◆ Your task
Which lines of the entries below run from the one holding "PR #4313, opened 2020-10-13" to the one holding "Show diffs on", inclusive? Set down exactly those lines and no others.

Recorded data:
--- START ---
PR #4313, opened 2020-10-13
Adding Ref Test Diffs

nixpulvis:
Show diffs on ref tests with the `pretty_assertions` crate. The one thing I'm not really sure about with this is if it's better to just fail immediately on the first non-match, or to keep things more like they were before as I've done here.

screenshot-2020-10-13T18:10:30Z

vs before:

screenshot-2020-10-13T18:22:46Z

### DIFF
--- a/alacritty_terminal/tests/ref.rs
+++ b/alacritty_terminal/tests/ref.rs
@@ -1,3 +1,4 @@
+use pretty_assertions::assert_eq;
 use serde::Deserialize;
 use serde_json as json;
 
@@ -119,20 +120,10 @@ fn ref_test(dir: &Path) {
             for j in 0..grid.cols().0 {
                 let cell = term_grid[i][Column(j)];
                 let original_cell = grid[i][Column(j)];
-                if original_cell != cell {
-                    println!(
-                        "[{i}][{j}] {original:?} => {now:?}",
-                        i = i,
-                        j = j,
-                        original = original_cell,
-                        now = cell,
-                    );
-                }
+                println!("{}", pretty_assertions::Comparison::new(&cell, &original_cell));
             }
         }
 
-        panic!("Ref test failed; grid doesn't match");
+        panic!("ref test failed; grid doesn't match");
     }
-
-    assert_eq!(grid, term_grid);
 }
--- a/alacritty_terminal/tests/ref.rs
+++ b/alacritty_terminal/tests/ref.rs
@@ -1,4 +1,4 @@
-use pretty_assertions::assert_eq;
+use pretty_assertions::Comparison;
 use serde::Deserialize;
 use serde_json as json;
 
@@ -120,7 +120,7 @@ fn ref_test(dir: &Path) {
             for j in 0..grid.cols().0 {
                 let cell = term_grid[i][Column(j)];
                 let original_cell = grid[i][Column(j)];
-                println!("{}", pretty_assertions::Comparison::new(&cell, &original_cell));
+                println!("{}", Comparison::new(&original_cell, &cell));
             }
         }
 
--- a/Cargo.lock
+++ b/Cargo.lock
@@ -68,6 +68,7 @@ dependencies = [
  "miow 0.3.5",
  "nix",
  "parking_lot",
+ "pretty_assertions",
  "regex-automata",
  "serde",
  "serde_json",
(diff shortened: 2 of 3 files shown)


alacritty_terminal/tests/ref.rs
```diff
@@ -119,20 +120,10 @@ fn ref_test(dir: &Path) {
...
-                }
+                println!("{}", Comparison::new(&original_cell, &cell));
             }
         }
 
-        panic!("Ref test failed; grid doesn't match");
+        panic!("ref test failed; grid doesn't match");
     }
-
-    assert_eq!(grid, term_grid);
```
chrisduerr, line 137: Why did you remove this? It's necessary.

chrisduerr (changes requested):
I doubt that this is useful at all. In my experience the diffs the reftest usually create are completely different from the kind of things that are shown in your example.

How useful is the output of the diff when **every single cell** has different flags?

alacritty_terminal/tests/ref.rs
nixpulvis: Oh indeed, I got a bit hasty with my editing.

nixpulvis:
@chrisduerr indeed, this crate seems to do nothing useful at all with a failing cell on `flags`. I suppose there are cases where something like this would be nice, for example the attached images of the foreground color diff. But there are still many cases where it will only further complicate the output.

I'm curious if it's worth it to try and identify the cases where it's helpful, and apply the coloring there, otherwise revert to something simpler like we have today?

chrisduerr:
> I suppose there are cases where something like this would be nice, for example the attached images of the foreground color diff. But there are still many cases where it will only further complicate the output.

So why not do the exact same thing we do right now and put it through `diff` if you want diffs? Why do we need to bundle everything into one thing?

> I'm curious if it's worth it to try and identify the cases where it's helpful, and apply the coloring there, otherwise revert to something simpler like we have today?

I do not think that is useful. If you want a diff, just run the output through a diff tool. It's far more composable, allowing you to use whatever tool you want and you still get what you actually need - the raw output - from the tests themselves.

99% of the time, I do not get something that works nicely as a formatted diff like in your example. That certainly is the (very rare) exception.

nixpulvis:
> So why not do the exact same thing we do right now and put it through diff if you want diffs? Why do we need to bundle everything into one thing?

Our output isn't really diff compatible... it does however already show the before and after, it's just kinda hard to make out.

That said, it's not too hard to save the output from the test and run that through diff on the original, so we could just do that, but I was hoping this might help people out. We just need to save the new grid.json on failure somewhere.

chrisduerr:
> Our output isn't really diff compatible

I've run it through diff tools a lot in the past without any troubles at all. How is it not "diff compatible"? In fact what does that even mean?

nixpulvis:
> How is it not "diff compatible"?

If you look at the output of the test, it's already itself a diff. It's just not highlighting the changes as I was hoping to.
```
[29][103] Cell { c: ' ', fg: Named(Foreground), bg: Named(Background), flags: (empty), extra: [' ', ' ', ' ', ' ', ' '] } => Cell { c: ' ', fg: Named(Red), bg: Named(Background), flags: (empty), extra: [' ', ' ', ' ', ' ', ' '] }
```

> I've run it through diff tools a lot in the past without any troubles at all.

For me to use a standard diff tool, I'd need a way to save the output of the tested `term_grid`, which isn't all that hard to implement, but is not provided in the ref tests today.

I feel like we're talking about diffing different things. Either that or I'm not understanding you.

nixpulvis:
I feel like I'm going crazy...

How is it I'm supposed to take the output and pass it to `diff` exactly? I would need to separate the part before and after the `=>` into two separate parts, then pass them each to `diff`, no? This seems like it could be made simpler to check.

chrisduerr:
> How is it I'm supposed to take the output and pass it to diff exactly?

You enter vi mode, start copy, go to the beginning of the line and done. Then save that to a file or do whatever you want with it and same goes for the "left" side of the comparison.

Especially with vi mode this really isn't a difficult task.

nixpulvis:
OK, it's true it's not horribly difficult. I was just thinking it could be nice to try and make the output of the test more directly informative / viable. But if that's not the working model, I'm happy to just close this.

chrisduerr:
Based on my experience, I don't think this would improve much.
--- END ---
--- START ---
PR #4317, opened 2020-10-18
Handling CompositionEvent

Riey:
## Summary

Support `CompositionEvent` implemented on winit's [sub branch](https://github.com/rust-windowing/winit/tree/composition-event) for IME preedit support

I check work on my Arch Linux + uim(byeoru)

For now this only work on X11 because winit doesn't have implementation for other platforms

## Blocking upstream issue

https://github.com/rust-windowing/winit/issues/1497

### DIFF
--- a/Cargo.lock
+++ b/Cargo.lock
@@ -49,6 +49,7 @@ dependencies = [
--- END ---
◆ Exercise result
PR #4313, opened 2020-10-13
Adding Ref Test Diffs

nixpulvis:
Show diffs on ref tests with the `pretty_assertions` crate. The one thing I'm not really sure about with this is if it's better to just fail immediately on the first non-match, or to keep things more like they were before as I've done here.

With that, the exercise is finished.